The study included 315 patients recruited at 26 sites in the U.S. and Europe between December 2012 and November 2015. With over 75 percent of study participants experiencing severe symptoms yet having a pattern of emphysema not allowing them to be candidates for surgery or experimental valve treatment, those patients had few therapeutic options short of lung transplantation.

Participants were randomly assigned to either standard care, which included optimal inhaler medications and pulmonary rehabilitation, or to receive standard care plus bilateral coil insertion placed in the most severely affected lobe of each lung.
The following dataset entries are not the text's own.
PR #364, opened 2022-09-15
Distributed search to pass chunk ids to individual nodes

vthacker:
followup from https://github.com/slackhq/kaldb/pull/359 , where we make use of the local search to accept chunk ids and only search amongst those.

### DIFF
--- a/kaldb/src/main/java/com/slack/kaldb/logstore/search/KaldbDistributedQueryService.java
+++ b/kaldb/src/main/java/com/slack/kaldb/logstore/search/KaldbDistributedQueryService.java
@@ -195,7 +195,7 @@ public class KaldbDistributedQueryService extends KaldbQueryServiceBase {
   protected static Map<String, List<SearchMetadata>> getMatchingSearchMetadata(
       SearchMetadataStore searchMetadataStore, Map<String, SnapshotMetadata> snapshotsToSearch) {
     // iterate every search metadata whose snapshot needs to be searched.
-    // if there are multiple search metadata nodes then pck the most on based on
+    // if there are multiple search metadata nodes then pick the most on based on
     // pickSearchNodeToQuery
     ScopedSpan getMatchingSearchMetadataSpan =
         Tracing.currentTracer()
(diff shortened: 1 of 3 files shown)


kaldb/src/test/java/com/slack/kaldb/server/KaldbTest.java
```diff
@@ -352,7 +426,8 @@ public void testTwoIndexersAndOneQueryService() throws Exception {
             KALDB_TEST_CLIENT_2,
             ZK_PATH_PREFIX,
             2,
-            startTime2);
+            startTime2,
+            indexer2MeterRegistry);
     indexer2.serviceManager.awaitHealthy(DEFAULT_START_STOP_DURATION);
 
     KaldbSearch.SearchResult indexerSearchResponse =
```
mansu, line 433: I think it would be good to have 2 more tests when the same chunk is on multiple nodes:
* The same chunk is on indexer and cache node.
* The same chunk is on multiple cache nodes.

vthacker: I think these tests exist on KaldbDistributedQueryServiceTest.java

mansu (changes requested):

kaldb/src/main/java/com/slack/kaldb/logstore/search/KaldbDistributedQueryService.java
```diff
@@ -307,28 +323,31 @@ private List<SearchResult<LogMessage>> distributedSearch(KaldbSearch.SearchReque
...
-    for (String searchNodeUrl : nodes) {
-      queryStubs.add(getStub(searchNodeUrl));
-    }
-
-    span.tag("queryServerCount", String.valueOf(queryStubs.size()));
+            distribSearchReq.getStartTimeEpochMs(),
+            distribSearchReq.getEndTimeEpochMs(),
+            distribSearchReq.getDataset());
+
+    Map<String, List<SearchMetadata>> searchMetadataToQuery =
```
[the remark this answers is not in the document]
vthacker: thoughts on what the name should be? `searchMetadataToQuery` sounds reasonable to me

mansu (approved):

PR #366, opened 2022-09-27
Add an indexType field to `SnapshotMetadata` and `ReplicaMetadata`

mansu:
Add an indexType field to `SnapshotMetadata` and `ReplicaMetadata` to encode the type of index used in replica and snapshots.

### DIFF
--- a/kaldb/src/main/java/com/slack/kaldb/chunk/ChunkInfo.java
+++ b/kaldb/src/main/java/com/slack/kaldb/chunk/ChunkInfo.java
@@ -42,7 +42,7 @@ public class ChunkInfo {
         chunkInfo.getDataEndTimeEpochMs(),
         chunkInfo.maxOffset,
         chunkInfo.kafkaPartitionId,
-        Metadata.IndexType.LUCENE_REGULAR);
+        Metadata.IndexType.LOGS_LUCENE9);
   }
 
   /* A unique identifier for a the chunk. */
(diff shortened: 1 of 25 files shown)


vthacker:
What's the motivation for this PR?

mansu:
When we use NRTSearch, we want to store it as a different type of index if needed. This change will also lay the ground work for supporting different chunk types in the future.

mansu:
> What's the motivation for this PR?

When we use NRTSearch, we want to store it as a different type of index if needed. This change will also lay the ground work for supporting different chunk types in the future.

vthacker:
> > What's the motivation for this PR?
> 
> When we use NRTSearch, we want to store it as a different type of index if needed. This change will also lay the ground work for supporting different chunk types in the future.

The researchers measured how far participants could walk in six minutes, both at baseline and after 12 months of treatment. Patients who received coils showed a modest improvement in walking distance at 12 months, while the usual care group declined in function over the same time period.

After one-year follow-up, the coil group overall was able to walk 15 meters farther than the usual care group in the allotted six minutes. Forty percent of the coil group was able to walk an additional 25 meters more, while only 27 percent of the non-coil group achieved those walking gains.

Forced expiration of air, the most common measure of lung function in emphysema patients, also improved in those receiving coils more so than in those who didn’t receive them.

Patients receiving coils reported dramatic improvement in their quality of life, which is measured by the emphysema-specific St. George’s Respiratory Questionnaire, with 32 percent more patients in the coil group achieving a meaningful level of self-reported improvement over those in the non-coil group.

The benefits of the coils did come at a cost–initially, patients had a significantly higher rate of major complications such as pneumonia and pneumothorax than those in usual treatment group. However, the increased risk of serious adverse events appeared to be short lived. By nine months, there was no difference between the two groups. There also was no difference in the death rate measured at 12 months.

The investigators learned over the course of the study that some of the events initially thought to be pneumonia may in fact be changes in the X-ray due to tension from the coils that may in the long run result in a better patient improvement.

Additional findings by the investigators identified patients who may achieve the greatest benefit from coils. Patients with the greatest degree of lung over-inflation had the greatest improvements in walk distance and symptoms compared to the least over-inflated patients. Also, patients with additional medical issues beyond COPD appeared to improve less.

“Overall, the coils provided a modest improvement in exercise ability and lung function, and a very clinically important improvement in quality of life, but with a higher likelihood of major complications,” Dr. Sciurba said. “This provides an evidence-based choice for symptomatic patients with few options.”

The U.S. Food and Drug Administration (FDA) will now determine whether the coils are ready for widespread use, he added.

UPMC’s Division of Pulmonology, Allergy and Critical Care Medicine has a long history of pioneering treatments for lung disease, beginning with innovations in lung volume reduction surgery in the mid-1990s and continuing with active involvement in clinical trials aimed at providing a less invasive treatment approach. UPMC also is home to a leading lung transplant program.

“This trial represents an extension of a 20-year legacy of UPMC leadership in surgical and bronchoscopic lung volume reduction approaches,” said division chief Rama Mallampalli, M.D.